Iran says it aims to reopen the strait to friendly countries that abide by its terms. That could potentially include fees for access, which Washington says would be unacceptable.

Baghaei said late on Wednesday that Iran was ready to establish with Oman a mechanism to ensure sustainable security in the Strait of Hormuz.

Two giant Chinese tankers laden with a total of around 4 million barrels of oil exited the strait on Wednesday. Iran had announced last week, while Trump was in Beijing for a summit, that it had agreed to ease rules for Chinese ships.

South Korea’s foreign minister said on Wednesday a Korean tanker was crossing the strait in cooperation with Iran.

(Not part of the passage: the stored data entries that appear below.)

PR #3628, opened 2024-02-22
feat(headless-commerce): use getVisitorID to set clientId

sallainCoveo:
Jira: https://coveord.atlassian.net/browse/LENS-1525

First part to potentially improve attribution. Previously, the `clientId` was set in the state, using an action to update the commerceContext. This branch is to instead fetch the `clientId` for the commerce API's request. To do so, I'm using the `getVisitorID` function from `coveoua`. Although we want to focus on `Relay` in the future, we will be using the stable functionality used across the package for now. Beside, the `clientId` value should be the same for both analytics' package.

To test it, I've linked the local build to barca sport to test this change. The first part of the following demo is from the current state of Barca sports in DEV, then the second part is what is done is in a local environment:

https://github.com/coveo/ui-kit/assets/58052881/9ef50d7e-e6c9-4794-aa22-612003443d9f

When it's merge, we can update Barca sports.


packages/headless/src/api/analytics/event-protocol-utils.ts
```diff
@@ -0,0 +1,18 @@
...
+  const relayOptions = {
+    url: state.analytics.nextApiBaseUrl,
+    token: state.accessToken,
+    trackingId: state.analytics.trackingId,
+    source: getAnalyticsSource(state.analytics),
+  };
+  const relay = createRelay(relayOptions);
+  const {getMeta} = relay;
+  return getMeta(type).clientId;
+};
```
samisayegh, line 18: I feel it would be better to use the `getVisitorID` function since it's used by the rest of the code base.
In the future we can switch that function to use relay, but for now, I feel having one way to retrieve the id is better than two,

sallainCoveo: It's a fair take (and I'm comfortable with making that change as it would be the same value regardless of the library used). 

On the flip side, if we know we will be using Relay on the commerce-engine, I think it would be nice to add it right now (especially as I'm working on emitting events with the controllers).

Spuffynism (approved):
Looks great!

packages/headless/src/api/analytics/event-protocol-utils.ts
samisayegh: I feel we need to look at this from the perspective of headless rather than the commerce engine. Headless has multiple engines, and server events are at the headless/api level. All engines need to retrieve the client id in a consistent way. 

Commerce engine was approaching this differently, and this led to a bug. While `relay` and `coveoua` _should_ behave the same regarding client id, there's still a risk that that's not the case. The easiest way to remove the risk is by using the same approach.

For the client events sent by headless, using relay makes sense. This is the case with the other engines too, which sent `itemClick` using relay.

Eventually we'll have relay powering everything, we just need to take small steps to get there, and keep all of headless consistent at all times.

sallainCoveo: You convinced me! I'll test it out with coveoa and if everything works well, will remove the getClientId function (and the `event-protocol-utils` file at the same time)

samisayegh (approved):
Looks great ✅

fbeaudoincoveo (approved):
💯

PR #3629, opened 2024-02-22
fix(quantic): Fix production release script

erocheleau:
https://coveord.atlassian.net/browse/KIT-3008

There was a confusion when we updated the env variables, the Jenkinsfile was not updated with the changes to the env variables.


louis-bompart (approved):
oops

mmitiche (approved):
👌

SimonMilord (approved):

PR #3632, opened 2024-02-23
spike(commerce): demonstrate controller-compatible routes usage

Spuffynism:
The central idea to this approach is that I'm extending the engine type to create a route type. This makes current controllers immediately route-compatible. This also means slices don't need to be route-aware.

Routes are registered at runtime, when we inject the necessary reducers for it.

[CAPI-496]

[CAPI-496]: https://coveord.atlassian.net/browse/CAPI-496?atlOrigin=eyJpIjoiNWRkNTljNzYxNjVmNDY3MDlhMDU5Y2ZhYzA5YTRkZjUiLCJwIjoiZ2l0aHViLWNvbS1KU1cifQ

### DIFF
--- a/packages/headless/src/app/reducer-manager.ts
+++ b/packages/headless/src/app/reducer-manager.ts
@@ -10,6 +10,7 @@ import {fromEntries} from '../utils/utils';
 export interface ReducerManager {
   combinedReducer: Reducer;
   add(newReducers: ReducersMapObject): void;
+  remove(oldReducers: ReducersMapObject): void;
   containsAll(newReducers: ReducersMapObject): boolean;
   addCrossReducer(reducer: Reducer): void;
 }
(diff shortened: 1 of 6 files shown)


packages/headless/src/app/reducer-manager.ts
```diff
@@ -56,6 +57,12 @@ export function createReducerManager(
         .forEach((key) => (reducers[key] = newReducers[key]));
     },
 
+    remove(oldReducers: ReducersMapObject) {
+      Object.keys(oldReducers)
+        .filter((key) => key in reducers)
+        .forEach((key) => (reducers[key] = <Reducer>(() => {})));
```
louis-bompart, line 63: - Double iterations :x:
- Consider a `for..of` loop over a `forEach` to reduce the stack size.

louis-bompart (commented):
So right now, what would Route do?

Spuffynism:
Closing this since we've decided on a different approach as part of https://coveord.atlassian.net/browse/CAPI-496

PR #3636, opened 2024-02-26
feat(quantic): logic to open links in salesforce refactored

mmitiche:
## [SFINT-5391](https://coveord.atlassian.net/browse/SFINT-5391)

- The logic of properly opening links directly inside Salesforce is now completely isolated in the `Quantic Result Link` component.

- Any component that want to benefit from this feature will just need to simply use the Quantic Result Link component exactly like the Quantic Result Printable Uri component does. 

- New unit tests added to the `Quantic Result Link` component.

#### Demo of the `Quantic Result Printable Uri` component:

https://github.com/coveo/ui-kit/assets/86681870/0d4d6f2e-529f-43a2-b9b0-9aa397fc40aa

[SFINT-5391]: https://coveord.atlassian.net/browse/SFINT-5391?atlOrigin=eyJpIjoiNWRkNTljNzYxNjVmNDY3MDlhMDU5Y2ZhYzA5YTRkZjUiLCJwIjoiZ2l0aHViLWNvbS1KU1cifQ


packages/quantic/force-app/main/default/lwc/quanticResultLink/quanticResultLink.js
```diff
@@ -71,6 +71,11 @@ export default class QuanticResultLink extends NavigationMixin(
       focusTarget.focus();
     }
   }
+  /**
+   * @api
+   * @type {string}
+   */
```
mmitiche, line 77:
```suggestion
  /**
   * Indicates the result field to display as the link text.
   * @api
   * @type {string}
   * @defaultValue `'title'`
   */
```

packages/quantic/force-app/main/default/lwc/quanticResultPrintableUri/quanticResultPrintableUri.html
```diff
@@ -16,9 +16,7 @@
         </div>
       </template>
       <template lwc:if={shouldDisplayPrintableUriLink}>
-        <a class="slds-truncate" href={hrefValue} aria-label={ariaLabelValue} target={target} onclick={handleClick} tabindex="0" role="link" data-test="link">
-          <c-quantic-result-text result={result} field="printableUri"></c-quantic-result-text>
-        </a>
+        <c-quantic-result-link engine-id={engineId} result={result} target={target} displayed-field="printableUri"></c-quantic-result-link>
```
erocheleau, line 19: Didn't we have a case where instead of the clickUri the printableUri was supposed to display the "path" to the document for example in sub-folders?

packages/quantic/cypress/e2e/default-2/recommendation-list/recommendation-list-selectors.ts
```diff
@@ -30,7 +30,7 @@ export const RecommendationListSelectors: RecommendationListSelector &
     ),
   recommendationLinks: () =>
     RecommendationListSelectors.get().find(
-      '[data-cy="recommendations__item"] c-quantic-result-link a'
+      '[data-cy="recommendations__item"] [data-cy="result-link"] a'
```
erocheleau, line 33: Why exactly are we changing this?

packages/quantic/force-app/main/default/lwc/quanticResultPrintableUri/quanticResultPrintableUri.html
mmitiche: yeah we still have this case, it's just a bit higher in the code of this file
Screenshot 2024-02-26 at 2 39 41 PM

packages/quantic/cypress/e2e/default-2/recommendation-list/recommendation-list-selectors.ts
mmitiche: just because the selectors where not precise enough,  previously we  were selecting  `c-quantic-result-link`  and our goal was only to select the links that are used to display the title of the result.

However now, since `c-quantic-result-link` is now used by the `QuanticResultPrintableUri` it means that we were selecting some links that we weren't supposed to select.

So updated the selectors to be more precise, yielding the selection only of the result titles.

SimonMilord: Yeah according to the cypress documentation, `data-cy` seems like the best option

packages/quantic/force-app/main/default/lwc/quanticResultPrintableUri/quanticResultPrintableUri.html
erocheleau: Oh gotcha it's purely in the html I missed it.

packages/quantic/cypress/e2e/default-2/recommendation-list/recommendation-list-selectors.ts
erocheleau: makes sense 👍

erocheleau (approved):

Shipping monitor Lloyd’s List said at least 54 ships had transited the strait last week, about double the previous week. Iran said 26 ships had crossed in the past 24 hours, still only a fraction of the 140 per day before the war.

PRESSURE TO END WAR

Trump is under pressure to end the war, with soaring energy prices hurting his Republican Party ahead of congressional elections in November. Since the ceasefire, his public comments have veered from threats to restart bombing and claims that a deal is close.

The fluctuating US stance has sent oil prices swinging. Benchmark one-month Brent crude futures dropped to $105.76 per barrel late on Wednesday, down 4.95% on the day on revived hopes of a deal.

“Investors are keen to gauge whether Washington and Tehran can actually find common ground and reach a peace agreement, with the US stance shifting daily,” said Toshitaka Tazawa, an analyst at Fujitomi Securities.

The US-Israeli bombing devastated Iran’s military capabilities, including its defense industrial base, before it was suspended in a ceasefire in early April.

Trump and Israeli Prime Minister Benjamin Netanyahu said when they launched the war that their aims were to curb Iran‘s support for regional militias, dismantle its nuclear program, destroy its missile capabilities, and make it easier for Iranians to topple their rulers.

But Iran has so far retained its stockpile of near-weapons-grade enriched uranium, and its ability to threaten neighbors with missiles, drones, and proxy militias, though toa lesser degree. Its clerical rulers, who put down a mass uprising at the start of the year, have faced no sign of organized opposition since the war began.